BRIEF:
Transcribe the records below. Leave every word as it is.

DATA FOR ANALYSIS:
PR #5386, opened 2026-09-10
Removed unused tmp pred buf and GDF line buffer memory

ram-mohan:
tmp_pred_bufs: collapse the [2] array to a single buffer (the second element has been unused since OBMC was removed) and drop the stale 2x size multiplier left over from the uint8_t -> uint16_t buffer type change.

GDFLineBuffers: allocate the save above/below line buffers to the actual frame width instead of RESTORATION_LINEBUFFER_WIDTH.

PROBLEM SOLUTION:
PR #5386, opened 2026-09-10
Removed unused tmp pred buf and GDF line buffer memory

ram-mohan:
tmp_pred_bufs: collapse the [2] array to a single buffer (the second element has been unused since OBMC was removed) and drop the stale 2x size multiplier left over from the uint8_t -> uint16_t buffer type change.

GDFLineBuffers: allocate the save above/below line buffers to the actual frame width instead of RESTORATION_LINEBUFFER_WIDTH.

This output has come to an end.